<<<<

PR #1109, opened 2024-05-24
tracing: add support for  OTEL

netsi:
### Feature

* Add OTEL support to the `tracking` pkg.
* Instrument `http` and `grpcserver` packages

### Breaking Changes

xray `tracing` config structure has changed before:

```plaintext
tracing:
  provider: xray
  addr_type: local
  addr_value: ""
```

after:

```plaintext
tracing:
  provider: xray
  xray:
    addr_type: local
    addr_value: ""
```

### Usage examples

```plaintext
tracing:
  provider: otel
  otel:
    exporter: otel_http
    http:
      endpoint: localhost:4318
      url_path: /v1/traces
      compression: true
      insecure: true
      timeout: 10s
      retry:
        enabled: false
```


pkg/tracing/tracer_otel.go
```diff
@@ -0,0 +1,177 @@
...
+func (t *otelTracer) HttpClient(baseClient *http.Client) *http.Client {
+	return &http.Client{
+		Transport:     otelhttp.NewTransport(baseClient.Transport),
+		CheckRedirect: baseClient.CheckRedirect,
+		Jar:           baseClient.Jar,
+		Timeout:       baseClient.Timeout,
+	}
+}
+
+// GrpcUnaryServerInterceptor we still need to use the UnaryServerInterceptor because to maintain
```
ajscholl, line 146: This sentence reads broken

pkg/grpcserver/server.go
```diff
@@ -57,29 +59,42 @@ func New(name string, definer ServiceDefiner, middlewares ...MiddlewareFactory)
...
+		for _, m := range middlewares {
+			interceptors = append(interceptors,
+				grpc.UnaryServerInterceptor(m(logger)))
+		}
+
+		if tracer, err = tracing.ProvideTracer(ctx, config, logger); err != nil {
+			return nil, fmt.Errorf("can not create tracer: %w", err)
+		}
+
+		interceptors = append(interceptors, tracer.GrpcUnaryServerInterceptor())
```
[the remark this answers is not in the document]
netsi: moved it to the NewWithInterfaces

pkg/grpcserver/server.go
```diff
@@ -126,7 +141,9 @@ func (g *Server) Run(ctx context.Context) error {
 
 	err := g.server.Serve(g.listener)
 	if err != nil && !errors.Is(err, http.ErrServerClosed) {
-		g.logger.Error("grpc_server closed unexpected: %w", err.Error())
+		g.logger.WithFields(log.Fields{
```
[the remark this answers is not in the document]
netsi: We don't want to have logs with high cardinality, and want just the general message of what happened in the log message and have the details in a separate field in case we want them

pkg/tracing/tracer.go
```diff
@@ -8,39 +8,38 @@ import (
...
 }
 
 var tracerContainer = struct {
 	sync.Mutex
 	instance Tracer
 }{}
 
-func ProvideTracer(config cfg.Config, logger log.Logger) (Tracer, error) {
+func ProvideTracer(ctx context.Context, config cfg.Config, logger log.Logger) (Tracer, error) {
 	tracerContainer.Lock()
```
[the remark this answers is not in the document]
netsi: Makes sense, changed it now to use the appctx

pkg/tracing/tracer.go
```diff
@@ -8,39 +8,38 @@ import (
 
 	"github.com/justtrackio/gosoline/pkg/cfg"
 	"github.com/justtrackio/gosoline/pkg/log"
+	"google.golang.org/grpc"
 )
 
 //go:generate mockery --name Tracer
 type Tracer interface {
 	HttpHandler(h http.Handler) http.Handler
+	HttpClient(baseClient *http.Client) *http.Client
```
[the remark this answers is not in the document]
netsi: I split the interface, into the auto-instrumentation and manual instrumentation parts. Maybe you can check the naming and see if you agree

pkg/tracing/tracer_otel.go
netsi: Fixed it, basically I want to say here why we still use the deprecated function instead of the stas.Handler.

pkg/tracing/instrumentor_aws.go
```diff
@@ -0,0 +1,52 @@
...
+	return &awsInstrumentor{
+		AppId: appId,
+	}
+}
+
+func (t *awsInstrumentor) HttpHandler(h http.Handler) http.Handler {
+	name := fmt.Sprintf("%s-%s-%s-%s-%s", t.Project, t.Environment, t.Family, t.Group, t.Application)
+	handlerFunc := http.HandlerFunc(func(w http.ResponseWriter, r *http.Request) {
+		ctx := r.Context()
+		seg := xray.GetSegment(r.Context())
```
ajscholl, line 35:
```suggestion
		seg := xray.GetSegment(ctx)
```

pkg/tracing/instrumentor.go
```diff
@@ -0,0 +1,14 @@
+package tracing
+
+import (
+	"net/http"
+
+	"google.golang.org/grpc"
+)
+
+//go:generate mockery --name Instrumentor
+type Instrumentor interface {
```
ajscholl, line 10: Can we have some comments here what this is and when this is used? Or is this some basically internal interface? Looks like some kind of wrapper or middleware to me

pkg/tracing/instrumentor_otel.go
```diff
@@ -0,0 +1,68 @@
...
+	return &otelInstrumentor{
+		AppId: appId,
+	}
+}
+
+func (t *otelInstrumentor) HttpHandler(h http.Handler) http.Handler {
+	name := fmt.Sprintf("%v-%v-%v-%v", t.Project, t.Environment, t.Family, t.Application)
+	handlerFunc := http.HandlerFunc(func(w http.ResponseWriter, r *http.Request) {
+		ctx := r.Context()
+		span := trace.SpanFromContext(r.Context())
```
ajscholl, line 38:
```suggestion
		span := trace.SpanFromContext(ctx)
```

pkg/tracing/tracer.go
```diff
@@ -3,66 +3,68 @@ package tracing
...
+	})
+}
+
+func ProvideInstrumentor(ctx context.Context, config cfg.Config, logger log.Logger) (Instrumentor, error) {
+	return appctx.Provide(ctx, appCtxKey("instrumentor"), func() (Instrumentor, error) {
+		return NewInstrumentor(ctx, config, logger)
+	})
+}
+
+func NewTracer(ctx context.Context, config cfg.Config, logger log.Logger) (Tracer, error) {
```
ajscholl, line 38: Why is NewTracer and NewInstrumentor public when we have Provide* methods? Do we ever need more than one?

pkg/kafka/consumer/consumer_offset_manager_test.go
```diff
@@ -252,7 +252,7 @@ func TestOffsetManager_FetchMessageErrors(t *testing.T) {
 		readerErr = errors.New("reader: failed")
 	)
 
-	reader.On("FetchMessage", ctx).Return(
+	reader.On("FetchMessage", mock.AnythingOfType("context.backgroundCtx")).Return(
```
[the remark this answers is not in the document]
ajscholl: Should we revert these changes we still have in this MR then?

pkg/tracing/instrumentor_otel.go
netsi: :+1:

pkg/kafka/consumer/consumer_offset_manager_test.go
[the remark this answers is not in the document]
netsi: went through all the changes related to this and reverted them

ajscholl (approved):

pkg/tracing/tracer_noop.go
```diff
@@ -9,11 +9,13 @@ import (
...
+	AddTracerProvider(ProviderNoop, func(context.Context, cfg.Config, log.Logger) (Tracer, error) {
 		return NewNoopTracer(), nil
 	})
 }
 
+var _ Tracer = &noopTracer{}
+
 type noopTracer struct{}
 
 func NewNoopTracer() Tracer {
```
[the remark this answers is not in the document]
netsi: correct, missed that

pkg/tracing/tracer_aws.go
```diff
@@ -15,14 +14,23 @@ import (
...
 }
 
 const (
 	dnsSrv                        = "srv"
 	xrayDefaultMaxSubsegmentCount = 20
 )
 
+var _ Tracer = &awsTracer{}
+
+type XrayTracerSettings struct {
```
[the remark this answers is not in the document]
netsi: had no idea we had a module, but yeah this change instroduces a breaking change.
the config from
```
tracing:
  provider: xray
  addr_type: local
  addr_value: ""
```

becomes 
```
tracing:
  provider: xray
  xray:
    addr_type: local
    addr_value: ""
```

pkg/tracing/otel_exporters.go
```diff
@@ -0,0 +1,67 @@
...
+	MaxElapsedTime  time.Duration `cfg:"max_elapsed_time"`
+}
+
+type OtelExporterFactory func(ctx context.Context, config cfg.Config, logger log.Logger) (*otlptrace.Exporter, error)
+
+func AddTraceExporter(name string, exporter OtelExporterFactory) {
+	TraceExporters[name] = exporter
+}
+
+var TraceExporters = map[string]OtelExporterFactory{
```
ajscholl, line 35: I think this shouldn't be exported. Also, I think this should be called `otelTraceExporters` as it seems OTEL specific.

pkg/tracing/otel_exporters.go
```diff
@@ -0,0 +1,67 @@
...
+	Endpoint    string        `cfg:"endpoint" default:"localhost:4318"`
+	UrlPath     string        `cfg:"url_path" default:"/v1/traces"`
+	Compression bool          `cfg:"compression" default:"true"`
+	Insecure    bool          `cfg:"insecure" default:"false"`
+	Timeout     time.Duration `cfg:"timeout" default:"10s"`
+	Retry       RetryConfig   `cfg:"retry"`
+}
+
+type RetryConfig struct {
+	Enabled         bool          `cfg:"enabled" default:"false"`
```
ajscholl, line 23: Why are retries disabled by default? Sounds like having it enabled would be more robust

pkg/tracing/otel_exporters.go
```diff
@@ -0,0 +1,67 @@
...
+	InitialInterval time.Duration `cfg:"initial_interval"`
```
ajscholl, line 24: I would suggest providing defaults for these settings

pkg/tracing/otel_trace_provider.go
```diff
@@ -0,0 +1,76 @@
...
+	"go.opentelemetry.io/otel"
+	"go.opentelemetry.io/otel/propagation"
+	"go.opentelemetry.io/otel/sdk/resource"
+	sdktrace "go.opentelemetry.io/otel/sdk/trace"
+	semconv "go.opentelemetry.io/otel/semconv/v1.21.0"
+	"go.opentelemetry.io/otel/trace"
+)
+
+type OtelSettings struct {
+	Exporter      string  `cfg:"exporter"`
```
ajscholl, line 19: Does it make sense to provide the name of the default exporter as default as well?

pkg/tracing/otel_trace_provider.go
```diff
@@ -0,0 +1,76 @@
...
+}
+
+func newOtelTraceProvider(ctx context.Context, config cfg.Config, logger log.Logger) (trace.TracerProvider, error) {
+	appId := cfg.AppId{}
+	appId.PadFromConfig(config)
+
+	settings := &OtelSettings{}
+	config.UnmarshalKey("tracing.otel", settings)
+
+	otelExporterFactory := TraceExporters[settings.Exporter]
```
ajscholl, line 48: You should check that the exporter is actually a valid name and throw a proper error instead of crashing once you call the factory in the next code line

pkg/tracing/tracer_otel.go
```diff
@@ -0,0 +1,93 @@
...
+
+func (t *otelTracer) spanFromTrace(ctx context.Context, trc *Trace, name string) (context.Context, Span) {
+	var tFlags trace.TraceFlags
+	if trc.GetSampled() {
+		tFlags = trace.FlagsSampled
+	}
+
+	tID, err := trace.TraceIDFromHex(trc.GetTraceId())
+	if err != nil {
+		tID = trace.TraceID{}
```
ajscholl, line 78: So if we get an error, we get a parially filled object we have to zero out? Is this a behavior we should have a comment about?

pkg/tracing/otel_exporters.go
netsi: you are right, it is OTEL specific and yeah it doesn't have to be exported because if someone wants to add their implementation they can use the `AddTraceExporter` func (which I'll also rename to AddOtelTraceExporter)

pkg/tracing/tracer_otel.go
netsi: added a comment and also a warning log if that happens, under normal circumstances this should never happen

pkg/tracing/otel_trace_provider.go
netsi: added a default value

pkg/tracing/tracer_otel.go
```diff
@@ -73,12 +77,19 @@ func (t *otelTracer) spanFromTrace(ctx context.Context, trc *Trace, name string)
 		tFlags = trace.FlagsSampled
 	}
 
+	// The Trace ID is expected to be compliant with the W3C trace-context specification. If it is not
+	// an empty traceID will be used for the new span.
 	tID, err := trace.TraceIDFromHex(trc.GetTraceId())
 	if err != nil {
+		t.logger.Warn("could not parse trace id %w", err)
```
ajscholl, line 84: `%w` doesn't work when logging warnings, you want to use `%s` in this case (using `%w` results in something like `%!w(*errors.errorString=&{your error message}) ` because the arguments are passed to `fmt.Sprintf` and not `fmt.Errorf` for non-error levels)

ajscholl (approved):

>>>>
<<<<

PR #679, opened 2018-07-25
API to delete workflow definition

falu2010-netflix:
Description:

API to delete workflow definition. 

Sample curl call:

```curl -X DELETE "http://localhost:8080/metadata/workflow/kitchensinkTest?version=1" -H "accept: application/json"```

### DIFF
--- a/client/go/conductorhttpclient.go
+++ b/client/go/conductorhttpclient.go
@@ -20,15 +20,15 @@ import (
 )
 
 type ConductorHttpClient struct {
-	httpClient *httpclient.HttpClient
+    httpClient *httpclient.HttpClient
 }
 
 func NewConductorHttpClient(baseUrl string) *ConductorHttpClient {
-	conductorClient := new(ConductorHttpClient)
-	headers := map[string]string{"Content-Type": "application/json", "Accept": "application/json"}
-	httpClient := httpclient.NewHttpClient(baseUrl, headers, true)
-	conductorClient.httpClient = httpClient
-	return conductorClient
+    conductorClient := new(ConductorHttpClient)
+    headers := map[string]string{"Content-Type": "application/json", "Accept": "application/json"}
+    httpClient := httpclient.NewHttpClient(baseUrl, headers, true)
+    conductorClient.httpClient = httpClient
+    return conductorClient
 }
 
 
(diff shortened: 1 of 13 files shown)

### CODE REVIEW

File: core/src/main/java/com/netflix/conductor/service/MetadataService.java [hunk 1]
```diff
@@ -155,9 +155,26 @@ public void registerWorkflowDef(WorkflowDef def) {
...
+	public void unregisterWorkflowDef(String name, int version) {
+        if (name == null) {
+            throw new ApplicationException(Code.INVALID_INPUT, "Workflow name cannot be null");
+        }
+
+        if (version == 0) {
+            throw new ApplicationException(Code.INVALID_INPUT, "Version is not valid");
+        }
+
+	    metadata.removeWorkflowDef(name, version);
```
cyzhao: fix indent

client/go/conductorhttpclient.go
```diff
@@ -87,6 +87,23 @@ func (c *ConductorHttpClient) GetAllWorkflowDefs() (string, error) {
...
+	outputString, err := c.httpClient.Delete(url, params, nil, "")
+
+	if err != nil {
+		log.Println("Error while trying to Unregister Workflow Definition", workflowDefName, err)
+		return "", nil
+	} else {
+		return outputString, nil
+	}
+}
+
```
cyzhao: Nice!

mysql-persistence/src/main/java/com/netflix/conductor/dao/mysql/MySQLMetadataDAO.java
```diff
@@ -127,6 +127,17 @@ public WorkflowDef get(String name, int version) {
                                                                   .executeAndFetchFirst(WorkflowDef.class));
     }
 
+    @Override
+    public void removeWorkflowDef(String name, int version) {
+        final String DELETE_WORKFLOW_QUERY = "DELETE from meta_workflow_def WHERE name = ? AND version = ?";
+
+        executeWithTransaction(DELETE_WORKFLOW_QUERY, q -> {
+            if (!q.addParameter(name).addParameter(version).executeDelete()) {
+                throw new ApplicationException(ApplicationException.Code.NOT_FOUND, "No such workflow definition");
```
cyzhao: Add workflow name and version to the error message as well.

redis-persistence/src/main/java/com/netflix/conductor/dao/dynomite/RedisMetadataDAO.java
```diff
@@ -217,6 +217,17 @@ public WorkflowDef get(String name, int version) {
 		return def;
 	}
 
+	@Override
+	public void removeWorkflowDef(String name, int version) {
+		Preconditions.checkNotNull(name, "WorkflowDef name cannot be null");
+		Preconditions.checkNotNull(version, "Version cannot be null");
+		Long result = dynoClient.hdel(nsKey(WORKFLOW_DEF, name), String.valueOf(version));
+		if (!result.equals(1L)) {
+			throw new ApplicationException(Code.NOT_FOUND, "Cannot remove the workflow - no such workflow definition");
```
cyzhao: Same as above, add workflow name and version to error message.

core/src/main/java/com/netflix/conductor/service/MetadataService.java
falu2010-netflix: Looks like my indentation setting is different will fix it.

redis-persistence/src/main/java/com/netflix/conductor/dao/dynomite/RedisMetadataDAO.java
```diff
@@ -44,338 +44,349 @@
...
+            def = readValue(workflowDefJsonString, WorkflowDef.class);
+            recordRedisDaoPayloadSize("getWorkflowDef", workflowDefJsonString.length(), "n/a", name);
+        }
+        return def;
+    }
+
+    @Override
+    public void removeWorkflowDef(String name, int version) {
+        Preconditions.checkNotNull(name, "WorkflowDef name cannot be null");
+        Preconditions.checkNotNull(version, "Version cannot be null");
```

>>>>

**WORK TO COMPLETE**
Lines with the word "public": report how many there are in the entries, as a bare number.

**YOUR RESPONSE**
8